At that time, the country defaulted on its loans and some creditors who declined to accept ten cents on the dollar are still demanding their money back.

Fortunately, Argentina has had good luck rebuilding their economy without outside help, but one gets the impression they learned nothing from their collapse, and that the next one will arise from the same mixture of arrogance and deceit that caused the first. In 2002, I saw a blonde, blue-eyed woman holding her infant child and begging in front of a Buenos Aires subway station. For most of this white boy’s experience, poor people were dark-skinned, but it was then that I realized when white people have the rug pulled out from under them, they get hungry, too. It gave me pause.
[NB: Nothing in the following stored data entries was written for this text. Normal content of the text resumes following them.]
Issue #1909, opened 2023-06-19
Hash newtypes that only hash one type of data should have a From impl


stevenroose:
For example, all these:
```rust
        /// A hash of a public key.
        pub struct PubkeyHash(hash160::Hash);
        /// A hash of Bitcoin Script bytecode.
        pub struct ScriptHash(hash160::Hash);
        /// SegWit version of a public key hash.
        pub struct WPubkeyHash(hash160::Hash);
        /// SegWit version of a Bitcoin Script bytecode hash.
        pub struct WScriptHash(sha256::Hash);
```

should have implementations using `From` for the types they are supposed to has. So you can use `pk.into()` to provide a `WPubkeyHash`, f.e..

Kixunil:
Should also work for references and, in case of script support `&Script`, `ScriptBuf` and `&ScriptBuf`.

tcharding:
Ah yes, nice. Thanks.

tcharding:
Turns out this issue was totally bogus, not the fault of the original author at all but in fact an epic win for those of use who are anal about code layout, if the From impls had have been near the type definitions it would have been immediately clear what was implemented. #1914 now moves the hash type defitintions around, this is in line with the recent pushes to remove "container" modules (`util`, `hash_types`).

Here, in the southern part of South America, they’re still working at getting over the horrible abuse of power they suffered during the Military Dictatorships of the seventies. Then, Argentine military aircraft routinely dumped bodies into the delta region just north of the capital. Twenty to thirty thousand people simply disappeared. Even schoolchildren who had been protesting an increase in the price of their school lunch were rounded up, tortured and executed. As the Phillipines and even Thailand found out at roughly the same time Argentina and Chile did, once you let the military start killing communists, pretty soon everybody looks like a communist.

Hopefully that sort of thing is permanently behind Argentina, but as poor people all over the world know, when you’ve got nothing to lose, it’s not that big a leap to resort to drastic measures. The social fabric could tear again. And if the military ever takes power, it’s time to head to the airport.